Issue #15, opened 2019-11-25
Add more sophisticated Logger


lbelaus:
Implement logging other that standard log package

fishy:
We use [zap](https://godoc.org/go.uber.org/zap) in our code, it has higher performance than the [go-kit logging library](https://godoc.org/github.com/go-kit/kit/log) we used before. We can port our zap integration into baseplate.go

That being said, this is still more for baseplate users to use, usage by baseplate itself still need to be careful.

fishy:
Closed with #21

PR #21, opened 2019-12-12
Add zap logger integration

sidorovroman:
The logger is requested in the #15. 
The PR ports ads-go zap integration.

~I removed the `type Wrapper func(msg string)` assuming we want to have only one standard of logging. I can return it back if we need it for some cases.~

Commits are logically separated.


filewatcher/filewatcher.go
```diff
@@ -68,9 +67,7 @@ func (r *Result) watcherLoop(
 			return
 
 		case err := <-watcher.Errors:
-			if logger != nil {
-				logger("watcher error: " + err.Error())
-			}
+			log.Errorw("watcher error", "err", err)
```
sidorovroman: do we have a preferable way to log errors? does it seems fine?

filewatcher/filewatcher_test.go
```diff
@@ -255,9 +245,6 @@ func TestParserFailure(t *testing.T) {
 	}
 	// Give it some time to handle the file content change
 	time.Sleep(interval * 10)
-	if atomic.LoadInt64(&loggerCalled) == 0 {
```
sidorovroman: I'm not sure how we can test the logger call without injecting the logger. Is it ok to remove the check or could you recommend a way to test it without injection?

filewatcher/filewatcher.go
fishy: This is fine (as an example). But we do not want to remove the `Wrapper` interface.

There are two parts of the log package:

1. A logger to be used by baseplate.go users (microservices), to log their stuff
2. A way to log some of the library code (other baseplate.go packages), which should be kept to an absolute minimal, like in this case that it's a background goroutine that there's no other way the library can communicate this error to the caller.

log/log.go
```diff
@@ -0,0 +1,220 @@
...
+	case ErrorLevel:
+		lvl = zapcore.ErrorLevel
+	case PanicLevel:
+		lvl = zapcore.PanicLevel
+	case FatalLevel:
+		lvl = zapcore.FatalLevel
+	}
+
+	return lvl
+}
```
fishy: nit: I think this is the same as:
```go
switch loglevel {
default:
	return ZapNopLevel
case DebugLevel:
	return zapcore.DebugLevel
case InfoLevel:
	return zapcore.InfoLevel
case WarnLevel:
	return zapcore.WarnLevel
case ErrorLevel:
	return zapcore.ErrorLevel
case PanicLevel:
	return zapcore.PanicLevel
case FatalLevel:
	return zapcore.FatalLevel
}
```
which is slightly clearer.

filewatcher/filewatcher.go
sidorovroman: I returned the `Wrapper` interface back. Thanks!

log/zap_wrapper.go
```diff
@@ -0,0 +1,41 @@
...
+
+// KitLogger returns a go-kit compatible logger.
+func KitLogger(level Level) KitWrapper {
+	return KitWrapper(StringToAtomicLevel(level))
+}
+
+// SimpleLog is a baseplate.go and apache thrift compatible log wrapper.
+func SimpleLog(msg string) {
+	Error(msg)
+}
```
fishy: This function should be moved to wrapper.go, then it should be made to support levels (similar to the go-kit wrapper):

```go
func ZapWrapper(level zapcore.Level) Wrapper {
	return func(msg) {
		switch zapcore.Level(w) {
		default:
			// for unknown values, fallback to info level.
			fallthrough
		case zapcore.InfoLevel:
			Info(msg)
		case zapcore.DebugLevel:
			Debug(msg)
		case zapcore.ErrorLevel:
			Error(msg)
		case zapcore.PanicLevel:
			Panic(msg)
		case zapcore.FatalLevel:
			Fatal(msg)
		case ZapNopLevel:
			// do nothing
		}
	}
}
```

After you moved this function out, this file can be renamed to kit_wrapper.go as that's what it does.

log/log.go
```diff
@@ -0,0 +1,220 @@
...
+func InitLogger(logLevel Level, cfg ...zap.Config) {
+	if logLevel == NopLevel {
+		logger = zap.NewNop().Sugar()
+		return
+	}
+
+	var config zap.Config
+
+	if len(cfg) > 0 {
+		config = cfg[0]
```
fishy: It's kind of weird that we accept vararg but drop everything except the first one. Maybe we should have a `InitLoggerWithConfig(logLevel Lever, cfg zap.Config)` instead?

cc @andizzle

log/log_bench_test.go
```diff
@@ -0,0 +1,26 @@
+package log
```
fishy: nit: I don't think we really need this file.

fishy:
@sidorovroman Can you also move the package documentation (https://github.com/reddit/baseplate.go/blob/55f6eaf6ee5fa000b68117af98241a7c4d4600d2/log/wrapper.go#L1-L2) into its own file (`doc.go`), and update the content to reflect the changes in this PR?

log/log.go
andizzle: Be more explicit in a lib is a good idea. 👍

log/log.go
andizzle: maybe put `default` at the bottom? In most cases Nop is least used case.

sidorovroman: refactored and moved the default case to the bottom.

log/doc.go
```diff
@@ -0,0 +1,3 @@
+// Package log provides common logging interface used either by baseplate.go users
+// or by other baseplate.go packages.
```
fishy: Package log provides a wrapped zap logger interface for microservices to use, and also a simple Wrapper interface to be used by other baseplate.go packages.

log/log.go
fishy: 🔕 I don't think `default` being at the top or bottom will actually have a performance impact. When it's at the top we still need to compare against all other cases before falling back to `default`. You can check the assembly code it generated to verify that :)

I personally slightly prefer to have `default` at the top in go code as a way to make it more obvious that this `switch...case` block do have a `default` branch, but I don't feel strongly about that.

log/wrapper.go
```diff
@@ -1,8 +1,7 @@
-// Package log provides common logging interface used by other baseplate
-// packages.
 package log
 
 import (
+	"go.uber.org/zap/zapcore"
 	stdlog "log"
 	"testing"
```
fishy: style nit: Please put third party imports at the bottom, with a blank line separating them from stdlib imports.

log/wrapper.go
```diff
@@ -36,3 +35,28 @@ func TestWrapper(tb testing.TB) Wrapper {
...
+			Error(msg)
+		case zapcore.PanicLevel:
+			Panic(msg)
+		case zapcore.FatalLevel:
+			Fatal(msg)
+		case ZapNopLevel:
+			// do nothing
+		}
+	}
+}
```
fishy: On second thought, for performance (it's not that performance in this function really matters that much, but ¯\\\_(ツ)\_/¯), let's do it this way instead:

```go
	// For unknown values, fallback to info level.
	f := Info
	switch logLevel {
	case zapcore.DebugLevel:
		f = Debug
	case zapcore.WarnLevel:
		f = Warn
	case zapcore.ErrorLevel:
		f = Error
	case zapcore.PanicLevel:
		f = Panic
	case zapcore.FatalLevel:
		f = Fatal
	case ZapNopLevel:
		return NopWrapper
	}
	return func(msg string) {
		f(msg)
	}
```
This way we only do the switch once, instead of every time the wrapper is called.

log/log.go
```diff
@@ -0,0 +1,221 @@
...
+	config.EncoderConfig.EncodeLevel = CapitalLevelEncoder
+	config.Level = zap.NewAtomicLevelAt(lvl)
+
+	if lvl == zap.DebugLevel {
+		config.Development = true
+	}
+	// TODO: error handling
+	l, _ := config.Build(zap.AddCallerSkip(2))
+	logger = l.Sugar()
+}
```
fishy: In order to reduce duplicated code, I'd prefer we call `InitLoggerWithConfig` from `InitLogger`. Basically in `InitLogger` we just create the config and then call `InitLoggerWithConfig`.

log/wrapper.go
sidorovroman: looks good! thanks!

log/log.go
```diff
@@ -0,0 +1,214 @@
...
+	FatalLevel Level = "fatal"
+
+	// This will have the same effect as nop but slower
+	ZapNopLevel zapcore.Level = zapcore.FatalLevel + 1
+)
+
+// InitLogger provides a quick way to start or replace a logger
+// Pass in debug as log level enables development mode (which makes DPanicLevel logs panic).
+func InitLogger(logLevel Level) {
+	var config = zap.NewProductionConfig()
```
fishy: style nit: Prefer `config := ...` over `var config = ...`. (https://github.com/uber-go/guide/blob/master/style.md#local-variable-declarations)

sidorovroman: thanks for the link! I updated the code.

────────────────────

Only lines with the word "github" should be collected from the material.

● Solution to this problem
We use [zap](https://godoc.org/go.uber.org/zap) in our code, it has higher performance than the [go-kit logging library](https://godoc.org/github.com/go-kit/kit/log) we used before. We can port our zap integration into baseplate.go
@sidorovroman Can you also move the package documentation (https://github.com/reddit/baseplate.go/blob/55f6eaf6ee5fa000b68117af98241a7c4d4600d2/log/wrapper.go#L1-L2) into its own file (`doc.go`), and update the content to reflect the changes in this PR?
fishy: style nit: Prefer `config := ...` over `var config = ...`. (https://github.com/uber-go/guide/blob/master/style.md#local-variable-declarations)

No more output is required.